EXERCISE GOAL
Look at the entries below and restate word for word the lines from the first through the one that has "val scanUrlEncoder: Encoder[ScanUrlInternalConfig]".

[[ RECORDS FOR PROCESSING open ]]

PR #3082, opened 2025-11-05
Validator local DB schema

pasindutennage-da:
Adding a new DB schema for validator local DB operations.

Scan connections of the validator are stored in the database.

### DIFF
--- a/apps/validator/src/main/scala/org/lfdecentralizedtrust/splice/validator/store/ValidatorConfigProvider.scala
+++ b/apps/validator/src/main/scala/org/lfdecentralizedtrust/splice/validator/store/ValidatorConfigProvider.scala
@@ -5,22 +5,22 @@ package org.lfdecentralizedtrust.splice.validator.store
 
 import cats.data.OptionT
 import com.digitalasset.canton.tracing.TraceContext
-import io.circe.{Decoder, Encoder}
+import io.circe.Codec
 import scala.concurrent.Future
+import io.circe.generic.semiauto.*
 
 final case class ScanUrlInternalConfig(
     svName: String,
     url: String,
 )
 
+object ScanUrlInternalConfig {
+  implicit val scanUrlCodec: Codec[ScanUrlInternalConfig] = deriveCodec[ScanUrlInternalConfig]
+}
+
 class ValidatorConfigProvider(config: ValidatorInternalStore) {
 
   private val scanInternalConfigKey = "validator_scan_internal_config_key"
-
-  implicit val scanUrlEncoder: Encoder[ScanUrlInternalConfig] =
-    Encoder.forProduct2("svName", "url")(s => (s.svName, s.url))
-  implicit val scanUrlDecoder: Decoder[ScanUrlInternalConfig] =
-    Decoder.forProduct2("svName", "url")(ScanUrlInternalConfig.apply)
 
   final def setScanUrlInternalConfig(
       value: Seq[ScanUrlInternalConfig]


apps/common/src/main/resources/db/migration/canton-network/postgres/stable/V050__create_scan_config.sql
```diff
@@ -0,0 +1,9 @@
+CREATE TABLE validator_scan_config
+(
+    sv_name       text NOT NULL,
+    scan_url      text NOT NULL,
+    restart_count int  NOT NULL,
```
nicu-da: don't see a real reason for this

apps/validator/src/main/scala/org/lfdecentralizedtrust/splice/validator/store/db/DbValidatorInternalStore.scala
```diff
@@ -0,0 +1,99 @@
...
+    extends ValidatorInternalStore {
+
+  import storage.api.*
+
+  private val setScanConfigRow: PositionedParameters => ScanConfigRow => Unit = pp =>
+    row => {
+      pp.setString(row.svName)
+      pp.setString(row.scanUrl)
+      pp.setInt(row.restartCount)
+    }
```
nicu-da: we should use slick for this

apps/validator/src/main/scala/org/lfdecentralizedtrust/splice/validator/store/db/DbValidatorInternalStore.scala
```diff
@@ -0,0 +1,99 @@
...
+
+  private implicit val getScanConfigRow: GetResult[ScanConfigRow] = GetResult { r =>
+    ScanConfigRow(
+      svName = r.nextString(),
+      scanUrl = r.nextString(),
+      restartCount = r.nextInt(),
+    )
+  }
+
+  private def toFuture[A](
```
nicu-da: this is in some utility already if i remember correctly

nicu-da (commented):
I think it's first worth to have the review from @rautenrieth-da or Oriol

apps/common/src/main/resources/db/migration/canton-network/postgres/stable/V050__create_scan_config.sql
pasindutennage-da: you mean the restart count? 

it is used as a versioning -- we need a way to denote the most recent versions.

else, every time we update, we have to delete entire database and then insert - not a good practice IMO

nicu-da: why can't we upsert the entries? we just care about the latest entry for an sv

apps/validator/src/main/scala/org/lfdecentralizedtrust/splice/validator/store/db/DbValidatorInternalStore.scala
pasindutennage-da: PositionedParameters is indeed from slick.jdbc

This is the implicit used whenever a ScanConfigRow needs to be converted to a database row, a pattern I observed in existing implementations

apps/validator/src/test/scala/org/lfdecentralizedtrust/splice/store/ValidatorInternalStoreTest.scala
```diff
@@ -0,0 +1,142 @@
...
+    new DbValidatorInternalStore(
+      storage = storage,
+      loggingContext = elc,
+      closeContext = cc,
+    )
+  }
+
+  override protected def cleanDb(
+      storage: DbStorage
+  )(implicit traceContext: TraceContext): FutureUnlessShutdown[?] = resetValidatorInternalTables(
```
rautenrieth-da: Easier to add the new table to `SpliceDbTest.resetAllAppTables` and call that here - that's how all other tests are doing it.

apps/validator/src/main/scala/org/lfdecentralizedtrust/splice/validator/store/db/DbValidatorInternalStore.scala
moritzkiefer-da: you shouldn't need that, you can just do something ilke
```
sql"insert into… values(${config.svName}, …)"
```
Note the use of the sql interpolation. Check for example DbMultiDomainAcsStore.

apps/common/src/main/resources/db/migration/canton-network/postgres/stable/V050__create_scan_config.sql
rautenrieth-da: > else, every time we update, we have to delete entire database and then insert - not a good practice IMO

So your idea is to have an append-only table where you never delete rows, and `restart_count` is used to figure out what the current value is? That will result in a table with unbounded size, and querying the data will get progressively more expensive.

Can't you have something like

```
CREATE TABLE validator_scan_config
(
    sv_name      text primary key NOT NULL,
    scan_url      text NOT NULL,
}
```

And then every time you want to update the content, you call `insert into validator_scan_config ... on conflict do update` for each row that should exist, and `delete from validator_scan_config ...` for each row that should not exist (if a sv gets offboarded)? I don't have much context, but the table is expected to contain little data and is not expected to be updated often, right? You don't need to optimize it for massive throughput.

apps/validator/src/main/scala/org/lfdecentralizedtrust/splice/validator/store/ValidatorInternalStore.scala
```diff
@@ -0,0 +1,16 @@
...
+import com.digitalasset.canton.tracing.TraceContext
+import org.lfdecentralizedtrust.splice.validator.store.db.ValidatorInternalTables.ScanConfigRow
+
+import scala.concurrent.Future
+
+trait ValidatorInternalStore {
+
+  def setScanConfigs(rows: Seq[ScanConfigRow])(implicit tc: TraceContext): Future[Unit]
+
+  def getScanConfigs()(implicit tc: TraceContext): Future[Seq[ScanConfigRow]]
```
rautenrieth-da: This interface should hide implementation details. Consider returning a `Map[String, String]` (map of sv name to scan url) or removing the restartCount from `ScanConfigRow`.

apps/validator/src/main/scala/org/lfdecentralizedtrust/splice/validator/store/db/DbValidatorInternalStore.scala
```diff
@@ -0,0 +1,99 @@
...
+      insertSql,
+      rows,
+      storage.profile,
+    )(setScanConfigRow)
+
+    val transactionalAction: DBIOAction[Unit, slick.dbio.NoStream, slick.dbio.Effect.All] =
+      bulkAction.transactionally
+
+    val futureUnlessShutdown: FutureUnlessShutdown[Unit] = storage.profile match {
+      case _: Postgres =>
```
rautenrieth-da: Why do you need to match for Postgres? Other stores have this code inside the class to allow the use of `.transactionally`

```scala
  override val profile: JdbcProfile = storage.profile.jdbc
```

apps/validator/src/main/scala/org/lfdecentralizedtrust/splice/validator/store/db/DbValidatorInternalStore.scala
rautenrieth-da: `FutureUnlessShutdownUtil.futureUnlessShutdownToFuture`

apps/validator/src/main/scala/org/lfdecentralizedtrust/splice/validator/store/db/ValidatorInternalTables.scala
```diff
@@ -0,0 +1,15 @@
+// Copyright (c) 2024 Digital Asset (Switzerland) GmbH and/or its affiliates. All rights reserved.
+// SPDX-License-Identifier: Apache-2.0
+
+package org.lfdecentralizedtrust.splice.validator.store.db
+
+object ValidatorInternalTables {
+
+  val tableName: String = "validator_scan_config"
```
rautenrieth-da: I would inline this value everywhere. We usually only interpolate the table name if we have the same query running against different tables.

apps/validator/src/main/scala/org/lfdecentralizedtrust/splice/validator/store/db/DbValidatorInternalStore.scala
```diff
@@ -0,0 +1,99 @@
...
+
+  override def setScanConfigs(rows: Seq[ScanConfigRow])(implicit tc: TraceContext): Future[Unit] = {
+
+    val insertSql =
+      s"""INSERT INTO $tableName(sv_name, scan_url, restart_count)
+         |VALUES (?, ?, ?)
+         |ON CONFLICT (scan_url, sv_name, restart_count) DO NOTHING
+         |""".stripMargin
+
+    val bulkAction: DbAction.All[Unit] = DbStorage.bulkOperation_(
```
rautenrieth-da: Was it a requirement to use bulk operations? It sounds to me like inserting rows individually using
```scala
DBIO.sequence(
  rows.map(r =>
    sqlu"insert into validator_scan_config ..."
  )
).transactionally
```

would result in significantly simpler code, without having a measurable effect on performance.

apps/common/src/main/resources/db/migration/canton-network/postgres/stable/V050__create_scan_config.sql
nicu-da: (it will also be queries only during startup so keeping it as basic as possible should work). 
We could even go one step further and actually just store a json under a config key. so turn this into a meta config table, that way we don't even care about deleting as we update all the data  at once :shrug:

pasindutennage-da: Resolved -- I used the approach Nicu has proposed -- use a key and json. So now we only need write,update,read only a single row

apps/validator/src/main/scala/org/lfdecentralizedtrust/splice/validator/store/db/DbValidatorInternalStore.scala
pasindutennage-da: Resolved

apps/validator/src/main/scala/org/lfdecentralizedtrust/splice/validator/store/db/DbValidatorInternalStore.scala
pasindutennage-da: Resolved, used FutureUnlessShutdownUtil.futureUnlessShutdownToFuture

apps/validator/src/test/scala/org/lfdecentralizedtrust/splice/store/ValidatorInternalStoreTest.scala
pasindutennage-da: Resolved, added to SpliceDbTest.resetAllAppTables

apps/validator/src/main/scala/org/lfdecentralizedtrust/splice/validator/store/ValidatorInternalStore.scala
pasindutennage-da: Resolved, used Map[String, String]

apps/validator/src/main/scala/org/lfdecentralizedtrust/splice/validator/store/db/DbValidatorInternalStore.scala
pasindutennage-da: Resolved, removed the match

apps/validator/src/main/scala/org/lfdecentralizedtrust/splice/validator/store/db/DbValidatorInternalStore.scala
pasindutennage-da: Resolved. Not using bulkOperation_ anymore

apps/validator/src/main/scala/org/lfdecentralizedtrust/splice/validator/store/db/DbValidatorInternalStore.scala
pasindutennage-da: Used the approach @moritzkiefer-da proposed

apps/common/src/main/resources/db/migration/canton-network/postgres/stable/V050__create_scan_config.sql
```diff
@@ -0,0 +1,6 @@
+CREATE TABLE validator_internal_config
+(
+    config_key   text primary key not null,
+    config_value jsonb            not null,
+    CONSTRAINT uc_scan_config UNIQUE (config_key)
```
rautenrieth-da: A primary key is an automatic unique constraint. Either remove this constraint, or remove the `primary key` from the column definition above and change this constraint to
```suggestion
    CONSTRAINT uc_scan_config PRIMARY KEY (config_key)
```

Both have the same effect, defining the primary key as an explicit constraint lets you name the constraint so that it's easier to modify it later (as unlikely as changing the primary key is).

apps/validator/src/main/scala/org/lfdecentralizedtrust/splice/validator/store/db/DbValidatorInternalStore.scala
```diff
@@ -0,0 +1,83 @@
...
+
+    val jsonString: String = configData.toJson.noSpaces
+
+    val action = sql"""INSERT INTO #$tableName (config_key, config_value)
+        VALUES ($key, $jsonString::jsonb)
+        ON CONFLICT (config_key) DO UPDATE
+        SET config_value = excluded.config_value""".asUpdate
+
+    val f = storage.update(action, "set-validator-config")
+    FutureUnlessShutdownUtil.futureUnlessShutdownToFuture(f).map(_ => ())
```
rautenrieth-da:
```suggestion
    storage.update(action, "set-validator-config").map(_ => ())
```

`FutureUnlessShutdownUtil.futureUnlessShutdownToFuture` is an implicit method, I _think_ you can just import it and it will auto-convert the `FutureUnlessShutdown` to a `Future`.

apps/validator/src/main/scala/org/lfdecentralizedtrust/splice/validator/store/db/DbValidatorInternalStore.scala
```diff
@@ -0,0 +1,83 @@
...
+  }
+
+  override def getConfig(key: String)(implicit tc: TraceContext): Future[Map[String, String]] = {
+
+    val queryAction = sql"""SELECT config_key, config_value
```
rautenrieth-da: You don't need to select the `config_key`, you know the keys are unique and you are filtering for `config_key=$key`.

This could potentially simplify the reading of `ValidatorInternalConfig`.

apps/validator/src/main/scala/org/lfdecentralizedtrust/splice/validator/store/db/DbValidatorInternalStore.scala
```diff
@@ -0,0 +1,83 @@
...
+          ValidatorInternalConfig
+            .fromJson(json)
+            .fold(
+              err =>
+                throw new Exception(
+                  s"Failed to decode JSON to ValidatorInternalConfig: ${err.getMessage}"
+                ),
+              identity,
+            )
+      }
```
rautenrieth-da: Have a look at https://github.com/hyperledger-labs/splice/blob/main/apps/common/src/main/scala/org/lfdecentralizedtrust/splice/store/db/AcsQueries.scala#L57. That's a `GetResult[]` instance that contains much simpler code for reading JSON object.

The implicit for reading Json objects (required for the `<<[Json]` part) is defined at https://github.com/hyperledger-labs/splice/blob/main/apps/common/src/main/scala/org/lfdecentralizedtrust/splice/store/db/AcsJdbcTypes.scala#L276. I think it's fine to use `extends AcsJdbcTypes` for `DbValidatorInternalStore`, we use AcsJdbcTypes in many other places that have nothing to do with the ACS.

apps/validator/src/main/scala/org/lfdecentralizedtrust/splice/validator/store/ValidatorInternalStore.scala
```diff
@@ -0,0 +1,15 @@
...
+
+package org.lfdecentralizedtrust.splice.validator.store
+
+import com.digitalasset.canton.tracing.TraceContext
+
+import scala.concurrent.Future
+
+trait ValidatorInternalStore {
+
+  def setConfig(key: String, values: Map[String, String])(implicit tc: TraceContext): Future[Unit]
```
rautenrieth-da: This store is limited to storing simple key-value maps like
```json
{
  "key1": "value1",
  "key2": "value2"
}
```

That will be difficult to use if we want to store more complicated values (nested objects, arrays, ...). I think this store should either store and read arbitrary Json values:

```suggestion
  def setConfig(key: String, value: Json)(implicit tc: TraceContext): Future[Unit]
```

or (my preference) it should provide a specific method for storing the scan urls:

```suggestion
  def setScanUrls(value: Seq[ScanUrl])(implicit tc: TraceContext): Future[Unit]
  final case class ScanUrl(
    svName: String,
    url: String
  )
```

apps/common/src/main/resources/db/migration/canton-network/postgres/stable/V050__create_scan_config.sql
pasindutennage-da: Resolved: Added Primary Key to constraint

apps/validator/src/main/scala/org/lfdecentralizedtrust/splice/validator/store/db/DbValidatorInternalStore.scala
pasindutennage-da: Resolved: used implicit futureUnlessShutdownToFuture

apps/validator/src/main/scala/org/lfdecentralizedtrust/splice/validator/store/db/DbValidatorInternalStore.scala
pasindutennage-da: Resolved, not selecting the key anymore

apps/validator/src/main/scala/org/lfdecentralizedtrust/splice/validator/store/db/DbValidatorInternalStore.scala
pasindutennage-da: Resolved: Mixed in AcsJdbcTypes

apps/validator/src/main/scala/org/lfdecentralizedtrust/splice/validator/store/ValidatorInternalStore.scala
pasindutennage-da: I prefer your first suggestion "def setConfig(key: String, value: Json)", because that allows any future internal config to be stored, without worrying about the DB layer.

pasindutennage-da: Resolved: Kept key based json, and then added custom scan savings

apps/validator/src/main/scala/org/lfdecentralizedtrust/splice/validator/store/db/DbValidatorInternalStore.scala
pasindutennage-da: Decided to return only json, hence now can use the implicit without additional details

apps/validator/src/test/scala/org/lfdecentralizedtrust/splice/store/ValidatorInternalStoreTest.scala
```diff
@@ -0,0 +1,159 @@
...
+        retrievedValue shouldEqual initialValue
+      }
+    }
+
+    "return an empty JSON for a non-existent key" in {
+      for {
+        store <- mkStore()
+        retrievedValue <- store.getConfig("non-existent-key")
+      } yield {
+        retrievedValue shouldEqual Json.obj()
```
nicu-da: Any reason why return an empty json instead of returning an option with None in this case? (in certain scenarios we would probably want to distinguish between the two)

apps/validator/src/main/scala/org/lfdecentralizedtrust/splice/validator/store/db/DbValidatorInternalStore.scala
```diff
@@ -0,0 +1,52 @@
...
+
+  val profile: JdbcProfile = storage.profile.jdbc
+
+  def setConfig(key: String, value: Json)(implicit tc: TraceContext): Future[Unit] = {
+    val action = sql"""INSERT INTO #$tableName (config_key, config_value)
+        VALUES ($key, $value)
+        ON CONFLICT (config_key) DO UPDATE
+        SET config_value = excluded.config_value""".asUpdate
+
+    storage.update(action, "set-validator-internal-config").map(_ => ())
```
nicu-da: lets add at least a debug log here for setting the config

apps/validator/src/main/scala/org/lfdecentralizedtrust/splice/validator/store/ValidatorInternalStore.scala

[[ RECORDS FOR PROCESSING closed ]]

PROBLEM SOLUTION
PR #3082, opened 2025-11-05
Validator local DB schema

pasindutennage-da:
Adding a new DB schema for validator local DB operations.

Scan connections of the validator are stored in the database.

### DIFF
--- a/apps/validator/src/main/scala/org/lfdecentralizedtrust/splice/validator/store/ValidatorConfigProvider.scala
+++ b/apps/validator/src/main/scala/org/lfdecentralizedtrust/splice/validator/store/ValidatorConfigProvider.scala
@@ -5,22 +5,22 @@ package org.lfdecentralizedtrust.splice.validator.store
 
 import cats.data.OptionT
 import com.digitalasset.canton.tracing.TraceContext
-import io.circe.{Decoder, Encoder}
+import io.circe.Codec
 import scala.concurrent.Future
+import io.circe.generic.semiauto.*
 
 final case class ScanUrlInternalConfig(
     svName: String,
     url: String,
 )
 
+object ScanUrlInternalConfig {
+  implicit val scanUrlCodec: Codec[ScanUrlInternalConfig] = deriveCodec[ScanUrlInternalConfig]
+}
+
 class ValidatorConfigProvider(config: ValidatorInternalStore) {
 
   private val scanInternalConfigKey = "validator_scan_internal_config_key"
-
-  implicit val scanUrlEncoder: Encoder[ScanUrlInternalConfig] =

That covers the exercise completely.